**Data shown:**
PR #292, opened 2023-07-26
Update AstralGateProxy

dm94:
Added methods for accessing the following data: rewardItems, inventoryItems, allowedToEquip, highScore, currentRift, currentScore and cpuCount


src/main/java/com/github/manolo8/darkbot/core/objects/facades/AstralGateProxy.java
```diff
@@ -89,7 +90,11 @@ public void update() {
             this.upgradeLevel = API.readInt(itemData + 0x2C);
 
             this.lootId = API.readString(itemData, 0x48);
-            this.status = API.readString(itemData, 0x60);
+
+            itemStatsArr.update(API.readMemoryLong(address + 0x38));
+            synchronized (UPDATE_LOCKER) {
```
Pablete1234, line 95: is this going to be used in the ui thread? if not you probably do not need synchronization.

Maybe we should synchronize at the facade manager level to avoid having it all around

dm94: It is true that the stats are not necessary because they will not be updated with UI changes.

src/main/java/com/github/manolo8/darkbot/core/objects/facades/AstralGateProxy.java
```diff
@@ -1,21 +1,137 @@
...
+        this.cpuCount = API.readMemoryInt(API.readMemoryLong(data + 96) + 40);
+        this.canEquip = API.readBoolean(API.readMemoryLong(data + 0x0B0) + 0x20);
+
+        rewardItemsArr.update(API.readMemoryLong(data + 0x88));
+        synchronized (UPDATE_LOCKER) {
+            rewardItemsArr.sync(rewardItems, AstralItem::new);
+        }
+
+        inventoryItemsArr.update(API.readMemoryLong(data + 0x0A0));
+        synchronized (UPDATE_LOCKER) {
```
Pablete1234, line 42: those update locks can probably go away too

Pablete1234 (commented):
darkbot api 0.7.7 is available, implement astral api in it and this should be good to merge

src/main/java/com/github/manolo8/darkbot/core/objects/facades/AstralGateProxy.java
Pablete1234: the update locker exists for the **bot** gui not to re-paint while stuff is being updated, NOT the in-game gui.

If the data is not being painted by darkbot's MapDrawer, this serves no purpose

dm94:
I have had to implement isAccessible to fix the build

Pablete1234 (approved):

PR #293, opened 2023-07-27
Quest proxy

dm94:


Pablete1234:
Pending on finding all the values to make a usable API, see https://github.com/darkbot-reloaded/DarkBotAPI/pull/81

dm94:
Waiting for https://github.com/darkbot-reloaded/DarkBotAPI/pull/81

src/main/java/com/github/manolo8/darkbot/core/manager/FacadeManager.java
```diff
@@ -58,30 +59,32 @@ public class FacadeManager implements Manager, eu.darkbot.api.API.Singleton {
...
+        this.chrominEvent = registerProxy("chrominEvent", ChrominProxy.class);
+        this.astralGate = registerProxy("rogue_lite", AstralGateProxy.class);
+        this.highlight = registerProxy("HighlightProxy", HighlightProxy.class);
+        this.spaceMapWindowProxy = registerProxy("spacemap", SpaceMapWindowProxy.class);
+        this.plutus = registerProxy("plutus", GauntletPlutusProxy.class);
+        this.npcEventProxy = registerProxy("npc_event", NpcEventProxy.class);
+        this.worldBossOverview = registerProxy("worldBoss_overview", WorldBossOverviewProxy.class);
+        this.group = registerProxy("GroupProxy", Updatable.NoOp.class);
+        this.quests = registerProxy("QuestProxy", QuestProxy.class);
+        this.groupMediator = registerMediator("GroupSystemMediator", Updatable.NoOp.class);
```
Pablete1234, line 87: avoid re-formats like these, complying to a reformatting tool doesn't always benefit code readability

src/main/java/com/github/manolo8/darkbot/core/manager/FacadeManager.java
```diff
@@ -123,13 +126,15 @@ public void install(BotInstaller botInstaller) {
 
     public void tick() {
         // Currently commands are not used by the bot and they represent
-        // a decently big cpu chunk in ticking. Leaving them out reduces tick time significantly.
-        //commands.update();
+        // a decently big cpu chunk in ticking. Leaving them out reduces tick time
+        // significantly.
+        // commands.update();
```
Pablete1234, line 131: if you're going to reformat it try to do so by moving the a upwards see if it can fit in 2 lines instead of 3 with a single word leftover

src/main/java/com/github/manolo8/darkbot/core/objects/facades/QuestProxy.java
```diff
@@ -0,0 +1,300 @@
...
+    private boolean visibleQuestGiver;
+    private int tabSelected;
+
+    @Override
+    public void update() {
+        if (address == 0) {
+            return;
+        }
+
+        long questClass = API.readMemoryLong(address + 0x98) & ByteUtils.ATOM_MASK;
```
Pablete1234, line 36:
```suggestion
        long questClass = API.readMemoryPtr(address + 0x98);
```
try to use readMemoryPtr to read pointers instead of adding the & mask at the end

src/main/java/com/github/manolo8/darkbot/core/objects/facades/QuestProxy.java
```diff
@@ -0,0 +1,300 @@
...
+        } else {
+            if (this.currentQuest == null) {
+                this.currentQuest = new Quest();
+            }
+
+            this.currentQuest.update(currentQuestAddr);
+        }
+
+        questItemsArr.update(API.readMemoryPtr(0x58));
+        questItemsArr.sync(questItems, QuestListItem::new);
```
Pablete1234, line 54: i am concerned about the performance implications of this, refreshing a whole long list of quests and all their details every tick can lead to 1000s of mem reads, when most of the times they're not wanted or cared about

If we have it so this only updates in ticks where the getter(s) is/are invoked it would greatly reduce unnecessary overhead

src/main/java/com/github/manolo8/darkbot/core/manager/FacadeManager.java
dm94: Fixed

src/main/java/com/github/manolo8/darkbot/core/objects/facades/QuestProxy.java
dm94: Fixed

src/main/java/com/github/manolo8/darkbot/core/objects/facades/QuestProxy.java
dm94: Fixed

src/main/java/com/github/manolo8/darkbot/core/objects/facades/QuestProxy.java
```diff
@@ -0,0 +1,336 @@
...
+
+        if (currentQuestAddr == 0) {
+            this.currentQuest = null;
+        } else {
+            if (this.currentQuest == null) {
+                this.currentQuest = new Quest();
+            }
+
+            this.currentQuest.update(currentQuestAddr);
+        }
```
Punikekk, line 48: Instead of checking nulls & address here, you can make `currentQuest, questInfoGiverSelected, questGiverSelected` final, and only in the getters check the address `return currentQuest.address == 0 ? null : currentQuest`.
I see that you already return on address 0 in update() methods of those classess

src/main/java/com/github/manolo8/darkbot/core/objects/facades/QuestProxy.java
```diff
@@ -0,0 +1,336 @@
...
+
+        this.visibleQuestGiver = API.readMemoryBoolean(address, 0x40);
+
+        if (!visibleQuestGiver) {
+            this.questInfoGiverSelected = null;
+            this.questGiverSelected = null;
+            return;
+        }
+
+        this.tabSelected = API.readMemoryInt(address, 0X50);
```
Punikekk, line 58: 0X50 -> 0x50

src/main/java/com/github/manolo8/darkbot/core/objects/facades/QuestProxy.java
```diff
@@ -0,0 +1,336 @@
...
+            if (address == 0) {
+                return;
+            }
+
+            this.id = API.readMemoryInt(address + 0x20);
+            this.active = API.readMemoryBoolean(address + 0x24);
+            this.title = API.readMemoryString(address, 0x68);
+            this.description = API.readMemoryString(address, 0x70);
+
+            long requirementAddr = API.readMemoryLong(address + 0x38) & ByteUtils.ATOM_MASK;
```
Punikekk, line 199: Use readMemoryPtr or use `readAtom(0x38` which Updatable class have. Also have many others like `readInt, readString` etc. which uses address variable internally

src/main/java/com/github/manolo8/darkbot/core/objects/facades/QuestProxy.java
```diff
@@ -0,0 +1,336 @@
...
+                return;
+            }
+
+            this.enabled = API.readMemoryBoolean(address + 0x24);
+            this.completed = API.readMemoryBoolean(address, 0x34);
+            this.description = API.readMemoryString(address, 0x60);
+            this.goalReached = API.readMemoryDouble(address + 0x78);
+            this.goal = API.readMemoryDouble(address + 0x80);
+
+            long definitionAddr = API.readMemoryLong(address + 0x58) & ByteUtils.ATOM_MASK;
```
Punikekk, line 294: Same here

src/main/java/com/github/manolo8/darkbot/core/objects/facades/QuestProxy.java
dm94: done

src/main/java/com/github/manolo8/darkbot/core/objects/facades/QuestProxy.java
dm94: done

src/main/java/com/github/manolo8/darkbot/core/objects/facades/QuestProxy.java
dm94: done

src/main/java/com/github/manolo8/darkbot/core/objects/facades/QuestProxy.java
dm94: done

src/main/java/com/github/manolo8/darkbot/core/objects/facades/QuestProxy.java
```diff
@@ -0,0 +1,323 @@
...
+    public void update() {
+        if (address == 0) {
+            return;
+        }
+
+        long questClass = API.readMemoryPtr(address + 0x98);
+
+        long currentQuestAddr = API.readMemoryPtr(questClass + 0x28);
+        if (this.currentQuest == null) {
+            this.currentQuest = new Quest();
```
Pablete1234, line 39: we generally avoid having null objects and needing to initialize them, consider just having the `currentQuest = new Quest()` be the default value, and in getCurrentQuest just do `quest.address == 0 ? null : quest;`, same for questInfoGiverSelected

src/main/java/com/github/manolo8/darkbot/core/objects/facades/QuestProxy.java
```diff
@@ -0,0 +1,323 @@
...
+        return questInfoGiverSelected == null || questInfoGiverSelected.address == 0 ? null : questInfoGiverSelected;
+    }
+
+    @Override
+    public @Nullable List<? extends QuestAPI.QuestListItem> getCurrestQuests() {
+        questItemsArr.update(API.readMemoryPtr(address + 0x58));
+        questItemsArr.sync(questItems, QuestListItem::new);
+
+        return questItems;
+    }
```
Pablete1234, line 87: The implementation of this method could cause a naive plugin to cause tons of re-reading in memory, eg:
```java
for (int i = 0; i < getCurrentQuests().size(); i++) {
  if (getCurrentQuests().get(i).something()) { ... }
}
```
I know it's annoying, but this needs to happen only at most once per tick, you can wrap it arround an:
```java 
if (!questsUpdated) {
  questsUpdated = true;
  questItemsArr.update(API.readMemoryPtr(address + 0x58));
  questItemsArr.sync(questItems, QuestListItem::new);
}
return questItemsArr
```
and just set questsUpdated back to false on the tick method

Pablete1234 (approved):

PR #303, opened 2023-08-13
New StatType condition

dm94:


src/main/java/com/github/manolo8/darkbot/config/actions/values/StatTypeValue.java
```diff
@@ -0,0 +1,94 @@
...
+            }
+        }
+
+        return null;
+    }
+
+    public enum StatData {
+        CURRENT,
+        EARNED,
+        SPENT;
```
Pablete1234, line 52: Missing a "difference" or something like that, which is earned-spent, its what makes the most sense for graphs and overall "how much did the bot make"

src/main/java/com/github/manolo8/darkbot/config/actions/values/StatTypeValue.java
```diff
@@ -0,0 +1,94 @@
...
+
+        @Override
+        public String toString() {
+            return name().toLowerCase(Locale.ROOT).replace("_", "-");
+        }
+
+        public static StatData of(String sd) {
+            for (StatData sD : StatData.values()) {
```
Pablete1234, line 60:
```suggestion
            for (StatData sd : StatData.values()) {
```

src/main/java/com/github/manolo8/darkbot/config/actions/values/StatTypeValue.java
dm94: Wouldn't that be EARNED?

Pablete1234: Currently earned is only positive differences, so if you earn 100.000 uri, but spend 200.000 uri to gain it, stuff like uri/h will show positive, but the graph of overall uri should be going down (hence, difference, or earned - spent)

Pablete1234 (approved):

PR #307, opened 2023-08-27
New TargetType condition

dm94:


src/main/java/com/github/manolo8/darkbot/config/actions/conditions/TargetTypeCondition.java
```diff
@@ -0,0 +1,89 @@
...
+import com.github.manolo8.darkbot.config.actions.Parser;
+import com.github.manolo8.darkbot.config.actions.SyntaxException;
+import com.github.manolo8.darkbot.config.actions.ValueData;
+import com.github.manolo8.darkbot.config.actions.parser.ParseUtil;
+
+import eu.darkbot.api.game.entities.Npc;
+import eu.darkbot.api.game.other.Lockable;
+import eu.darkbot.api.game.other.EntityInfo.Diplomacy;
+
+@ValueData(name = "target-is", description = "Checks the target type", example = "target-is(Enemy)")
```
Pablete1234, line 18: for flexibility purposes, i believe this function should be getting for a specific ship as parameter, maybe similar to has-effect: `is-relationship(target(), NPC)` or similar

src/main/java/com/github/manolo8/darkbot/config/actions/conditions/TargetTypeCondition.java
```diff
@@ -0,0 +1,100 @@
...
+        }
+
+        target = Value.get(ship, main);
+        if (target == null || !target.isValid()) {
+            return type == TargetType.NO_TARGET ? Result.ALLOW : Result.DENY;
+        }
+
+        if (type == TargetType.NPC && target instanceof Npc) {
+            return Result.ALLOW;
+        }
```
Pablete1234, line 41: if the type is npc, it allows, but if it isn't? it doesn't seem to deny, and will probably just abstain.

consider rewriting this into a switch:
```
private boolean matches(Ship target) {
  switch (type) {
    case NO_TARGET: return target == null || !target.isValid();
    case NPC: return target instanceof Npc;
    case ENEMY: return target != null && target.getEntityInfo.isEnemy();
    ---
  }
}
```

then simply return `Result.fromBool(matches(target))`

src/main/java/com/github/manolo8/darkbot/config/actions/conditions/TargetTypeCondition.java
```diff
@@ -0,0 +1,97 @@
...
+        ALLIED,
+        NOT_ATTACK_PACT;
+
+        @Override
+        public String toString() {
+            return name().toLowerCase(Locale.ROOT).replace("_", "-");
+        }
+
+        public static TargetType of(String targetType) {
+            for (TargetType tT : TargetType.values()) {
```
Pablete1234, line 67:
```suggestion
            for (TargetType tt : TargetType.values()) {
```
Avoid capitalizing abreviated variable names

Pablete1234 (approved):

**Work to complete:**
Check every line of the data, and copy the ones that contain "readMemoryString".

**Result below:**
+            this.title = API.readMemoryString(address, 0x68);
+            this.description = API.readMemoryString(address, 0x70);
+            this.description = API.readMemoryString(address, 0x60);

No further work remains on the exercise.